F-42023, SAINT-ETIENNE, France

{alexandre.ortega; lilian.bossuet; b.colombier}@univ-st-etienne.fr

### I. INTRODUCTION

FALCON [1] is one of the three post-quantum digital signature schemes that have been recently standardized by NIST due to the future threat that quantum computers pose to classical cryptographic schemes. Despite this, there is currently no full hardware register-transfer level (RTL) implementation of FALCON. One possible explanation is the rather unusual requirement for a double-precision floating-point Fast Fourier Transform (FFT) [2], which is used in FALCON to speed up polynomial multiplication.
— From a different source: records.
PR #572, opened 2019-07-03
[1664] Override reverse_mapping in deserializable_course

tvararu:
### Context

Publish validations are hacky on the frontend because the backend does not give us source pointers which map the errors to their appropriate fields.

`reverse_mapping` is responsible for generating the `pointer` attributes in a JSON API response which contains validation errors. The way it works is `jsonapi-rails` will inspect the `params` and based on the attributes provided, populate `reverse_mapping`. This means that the only attributes that can be associated with errors are ones that get passed in as part of the request.

When we do the `publish` action, we don't pass in any attributes, because they already exist on the model. This means that without help, `jsonapi-rails` can't figure out to which attributes the fields we're showing errors on should map back to. In this scenario, it silently moves on without setting pointers.

We need validation errors to always have pointers, so it makes sense to force it to always include them by overriding the default `reverse_mapping`.

The qualifications are also added to the `attributes` call, to allow them to correctly map.

### Guidance to review

🤕 

### Checklist

- [x] Attach to Trello card
- [x] Rebased master
- [x] Cleaned commit history

### DIFF
--- a/spec/deserializers/api/v2/deserializable_course_spec.rb
+++ b/spec/deserializers/api/v2/deserializable_course_spec.rb
@@ -22,4 +22,14 @@ describe API::V2::DeserializableCourse do
       expect(subject[:qualifications]).to eq('test')
     end
   end
+
+  describe "reverse_mapping" do
+    subject { described_class.new({}).reverse_mapping }
+
+    it "always contains all attributes" do
+      API::V2::DeserializableCourse::COURSE_ATTRIBUTES.each do |attribute|
+        expect(subject[attribute.to_sym]).to eq("/data/attributes/#{attribute}")
+      end
+    end
+  end
 end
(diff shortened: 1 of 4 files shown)


tvararu:
[Errors that display on publish are persisted when users move to about/fees/requirements/salary](https://trello.com/c/TbGUzGvY/1664-errors-that-display-on-publish-are-persisted-when-users-move-to-about-fees-requirements-salary)

spec/deserializers/api/v2/deserializable_course_spec.rb
```diff
@@ -22,4 +22,15 @@
       expect(subject[:qualifications]).to eq('test')
     end
   end
+
+  describe "reverse_mapping" do
+    subject { described_class.new({}).reverse_mapping }
+
+    it "always contains all attributes" do
+      all_attributes = described_class.attr_blocks.keys
```
benilovj: This feels a bit too much like you're just repeating the implementation in the spec. One way to avoid it would be to:

1. Extract the attributes list in `DeserializableCourse` into a constant
2. Use the constant here.

That way you're avoiding having to maintain the list of attributes in multiple places.

PR #577, opened 2019-07-04
[1387] Add a rolled_over state for users

fofr:
### Context

- Use user state to determine if they've seen the rollover screen
- They must have seen the transition screen first

Goes with https://github.com/DFE-Digital/manage-courses-frontend/pull/430

### DIFF
--- a/app/models/user.rb
+++ b/app/models/user.rb
@@ -38,9 +38,14 @@ class User < ApplicationRecord
   aasm column: 'state' do
     state :new, initial: true
     state :transitioned
+    state :rolled_over
 
     event :accept_transition_screen do
       transitions from: :new, to: :transitioned
+    end
+
+    event :accept_rollover_screen do
+      transitions from: :transitioned, to: :rolled_over
     end
   end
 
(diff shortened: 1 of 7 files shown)


fofr:
[[S] Rollover Screen - first log-in for users when next cycle is available](https://trello.com/c/CqD9fZa4/1387-s-rollover-screen-first-log-in-for-users-when-next-cycle-is-available)

app/models/user.rb
```diff
@@ -38,10 +38,15 @@ class User < ApplicationRecord
   aasm column: 'state' do
     state :new, initial: true
     state :transitioned
+    state :rolled_over
```
misaka: Is it premature to use `rolled_over_2020` here?

fofr: Next year we can always do `rolled_over_2021` if we need to. Not sure it's needed yet.

fofr:
[[M] Rollover screen - record first log-in for users when next cycle is available](https://trello.com/c/Qyn9ZuKT/1545-m-rollover-screen-record-first-log-in-for-users-when-next-cycle-is-available)

PR #580, opened 2019-07-04
[1657] mcb courses edit: edit training locations

benilovj:
### Context
Part of creating a new course through `mcb` involves selecting which training locations should be added to it. It's also necessary to to add or remove training locations on an existing course when all sites are suspended, or all sites need to be suspended.

- add editing of training locations to `mcb courses edit`
- clean up the `CoursesEditorCLI` class by extracting some generic functionality out into `BaseCLI` (which will be useful in subsequent PRs)

### Checklist

- [ ] Attach to Trello card
- [x] Rebased master
- [x] Cleaned commit history


lib/mcb/courses_editor.rb
```diff
@@ -59,12 +60,14 @@ def main_loop
     end
 
     def filter_single_course_options_if_necessary(choices)
-      choices.grep_v(->(c) { c.in?(["edit subjects"]) && @courses.count != 1 })
+      choices.grep_v(->(c) { c.in?(["edit subjects", "edit training locations"]) && @courses.count != 1 })
```
misaka: Would it be worth using something more idiomatic like:

```suggestion
      choices.reject { |c| c.in?(["edit subjects", "edit training locations"]) && @courses.count != 1 }
```

The mechanism with `grep_v` seems to rely on `Proc#===` which apparently invokes `Proc#call` with the object being compared-to. Handy, but not as well understood as plain-old `reject`. :)

benilovj: thanks – done

PR #631, opened 2019-07-18
1804 Add not null validation error for gcse_requirments

davidgisbey:
### Context

**Should not be merged until nil data has been cleansed**   

The backend would currently update gcse_requirements to nil if passed them from the frontend. This is not desirable behaviour

### Changes proposed in this pull request
- Add validations to check to ensure nil cannot be passed in.
- Small refactor of request specs

### Checklist

- [x] Make sure all information from the Trello card is in here
- [x] Attach to Trello card
- [x] Rebased master
- [x] Cleaned commit history
- [x] Tested by running locally

PR #642, opened 2019-07-24
[1804] Add validations for GCSE entry requirements

fofr:
### Context

A follow up to #631.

In this work, we propose a full RTL constant-time implementation of the FFT and its inverse (iFFT), on FPGA, tailored for the specific context of FAL-CON. Section II presents the FFT in the context of FALCON before Section III describes the proposed architecture. Section IV concludes.

## II. THE FAST FOURIER TRANSFORM IN FALCON

In FALCON, the FFT over the ring  $\mathbb{Q}[x]/(\phi)$  is used with  $\phi = x^N + 1$  and  $N = 2^k$  a power of two. N is a security parameter of FALCON that can be equal to either 512 or 1024. Due to FALCON security requirements, IEEE-754 compliant double-precision floating-point arithmetic is being used [1]. Using the fact that FALCON polynomials are in  $\mathbb{Z}[x]/(\phi)$ , as well as the roots of unity symmetry in  $\mathbb{Z}[x]/(\phi)$ , the storage requirements can be halved and more than half of the computations can be omitted [1].
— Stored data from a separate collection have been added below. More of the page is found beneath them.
PR #643, opened 2019-07-24
[1835] sync courses to find active job

misaka:
### Context

We need to background this task.

Use ActiveJob to sync a course to find. This will allow us to plugin a background job processor when ready.

### Guidance to review

This doesn't include a proper background job processor, but it's a step above what we have (it'll background the task to sync the course), even if it suffers from the flaw that it could lose jobs when the app is restarted. The next PR should add a background job processor, so we may want to couple the two PRs together for release.

### Checklist

- [x] Attach to Trello card
- [x] Rebased master
- [x] Cleaned commit history

### DIFF
--- a/app/jobs/application_job.rb
+++ b/app/jobs/application_job.rb
@@ -1,0 +1,5 @@
+class ApplicationJob < ActiveJob::Base
+  retry_on ActiveRecord::Deadlocked
+
+  discard_on ActiveJob::DeserializationError
+end
--- a/config/environment.rb
+++ b/config/environment.rb
@@ -7,5 +7,5 @@ Rails.application.initialize!
 Rails.application.configure do
   config.action_controller.action_on_unpermitted_parameters = :raise
 
-  config.active_job.queue_adapter = :async
+  config.active_job.queue_adapter = :inline
 end
--- a/config/environment.rb
+++ b/config/environment.rb
@@ -6,4 +6,6 @@ Rails.application.initialize!
 
 Rails.application.configure do
   config.action_controller.action_on_unpermitted_parameters = :raise
+
+  config.active_job.queue_adapter = :async
 end
--- a/app/controllers/api/v2/courses_controller.rb
+++ b/app/controllers/api/v2/courses_controller.rb
@@ -23,26 +23,18 @@ module API
       end
 
       def sync_with_search_and_compare
-        if has_synced?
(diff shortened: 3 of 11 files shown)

# III. DESCRIPTION OF THE PROPOSED HARDWARE ARCHITECTURE

The proposed hardware architecture is divided in three main blocks.

1) The butterfly unit: Made with three complex doubleprecision floating-point operators, an adder as well as a subtractor and a multiplier, it can be reconfigured dynamically to perform either the radix-2 decimation-in-time FFT or the radix-2 decimation-in-frequency iFFT.
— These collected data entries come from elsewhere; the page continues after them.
PR #645, opened 2019-07-24
[1813] delete a course

NyWeb:
### Context

* Allowing deletion of courses through the Ruby gem discard.
* :sweat_smile: damn hot https://www.youtube.com/watch?v=DpktBGInl60
* Scorchio :hot_pepper: https://www.youtube.com/watch?v=kZMUAd7OJc8

Pairing @timabell & @NyWeb 

- Include gem
- Used the gems callbacks for throwing error when a course can't be deleted
- Forced kept as a scope for provider
- Minor clean-up of test
- Added tests

### Guidance to review

* Simplest implementation of if `discard is allowed` was to throw an exception in `before_discard`
* Feedback on the test setup always welcomed.
* Turn off whitespace to see the change to `spec/requests/api/v2/providers/courses_spec.rb` more clearly (indented large json block because it's wrapped in a new block)

### Checklist

- [x] Attach to Trello card
- [x] Rebased master x10
- [x] Cleaned commit history x100
- [x] Tested by running locally x20

### DIFF
--- a/app/models/course.rb
+++ b/app/models/course.rb
@@ -24,6 +24,7 @@
 #
 
 class Course < ApplicationRecord
+  include Discard::Model
   include WithQualifications
   include ChangedAt
 
--- a/app/models/course.rb
+++ b/app/models/course.rb
@@ -31,6 +31,10 @@ class Course < ApplicationRecord
 
   after_initialize :set_defaults
 
+  before_discard do
+    raise "You cannot delete a running course (Course: #{self}, Provider: #{provider_id})" if ucas_status != :new
+  end
+
   has_associated_audits
   audited
   validates :course_code, uniqueness: { scope: :provider_id }
--- a/app/models/course.rb
+++ b/app/models/course.rb
@@ -11,6 +11,7 @@
 #  qualification             :integer          not null
 #  start_date                :datetime
 #  study_mode                :text
+#  accrediting_provider_id   :integer
 #  provider_id               :integer          default(0), not null
 #  modular                   :text
 #  english                   :integer
@@ -20,7 +21,7 @@
 #  updated_at                :datetime         not null
 #  changed_at                :datetime         not null
 #  accrediting_provider_code :text
-#  accrediting_provider_id   :integer
+#  discarded_at              :datetime
 #
 
 class Course < ApplicationRecord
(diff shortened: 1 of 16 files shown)


NyWeb:
[[S] Course - Soft Delete a course (MCBE)](https://trello.com/c/YyJxBHzh/1813-delete-a-course)

timabell:
Theses commits need a bit more cleaning up before we merge

app/models/course.rb
```diff
@@ -20,15 +21,20 @@
...
 
 class Course < ApplicationRecord
+  include Discard::Model
   include WithQualifications
   include ChangedAt
 
   after_initialize :set_defaults
 
+  before_discard do
+    raise "You cannot delete a running course" if ucas_status != :new
```
dankmitchell: Should we pass any course info into this error? i.e. name and code

NyWeb: Perhaps if we implement different ways of using it in the future, like bulk deleting. Otherwise, the system and user should be fully aware of what course it's calling `discard` on.

NyWeb: I guess for logging purposes, that'd be neat.

spec/requests/api/v2/providers/courses_spec.rb
```diff
@@ -351,4 +365,54 @@ def perform_request
...
+      "/api/v2/providers/#{provider.provider_code}" +
+        "/courses/#{course.course_code}"
+    end
+
+    let(:course) do
+      course = create(:course, provider: provider)
+      create(:site_status, :new, course: course)
+      course
+    end
+
```
davidgisbey: If you change this to 

`
let(:course) { create(:course, provider: provider, site_statuses: [site_status) }
let(:site_status) { build(:site_status, :new) }
    
before do 
  course
end 
`
It won't create the extra course. It only creates the additional course if it is not being built into another object using build.

NyWeb: I wasn't aware, thanks a lot for that.

We might be talking past each other here though, in regards to the issue in the [Trello card](https://trello.com/c/ZHWQr2Wq/1839-spec-factories-remove-automatic-creation-of-course-from-sitestatus). I don't think this is creating an extra course. It's older specs unrelated to this PR that are accidentally creating extra courses.

app/models/course.rb
NyWeb: @dankmitchell providing provider_id and course name and code (Course.to_s). Will that be enough?

timabell:
Force push:

* filtered out merge of apv1 change and related patches (can be shipped independently)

2) The Polynomial coefficients storage unit: Two true dual port RAMs are used to store the polynomial coefficients.

3) The Polynomial Coefficient Addresses and Root of Unity Values Storage Unit: Four single-port ROMs and one dual-port ROM are used to store the pre-computed coefficient addresses in RAM and root of unity values.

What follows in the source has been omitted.